Problem requirements: Please return every line in the entries below with the word "upcoming" in it.
═══ Provided records
PR #3104, opened 2026-04-13
Reduce upcoming departures polling rate from 1hz to 0.2hz

lvachon1:
## Scope

I think implementing this change now could help our CPU load.

## Implementation

Reduced upcoming departures polling rate from 1hz (1/s) to 0.2hz (1/5s)

There's still more work to be done, but this is an easy start

### Dev-blue (no change)
Screenshot 2026-04-13 at 1 44 32 PM

### Dev-green (this change)
Screenshot 2026-04-13 at 1 44 43 PM

*note the different vertical scale!

## How to test

~~I think we'll have to send this to dev-blue or dev-green to properly test it.~~


thecristen (approved):
I don't see any harm in moving forward with this!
══════
Solved exercise:
Reduce upcoming departures polling rate from 1hz to 0.2hz
Reduced upcoming departures polling rate from 1hz (1/s) to 0.2hz (1/5s)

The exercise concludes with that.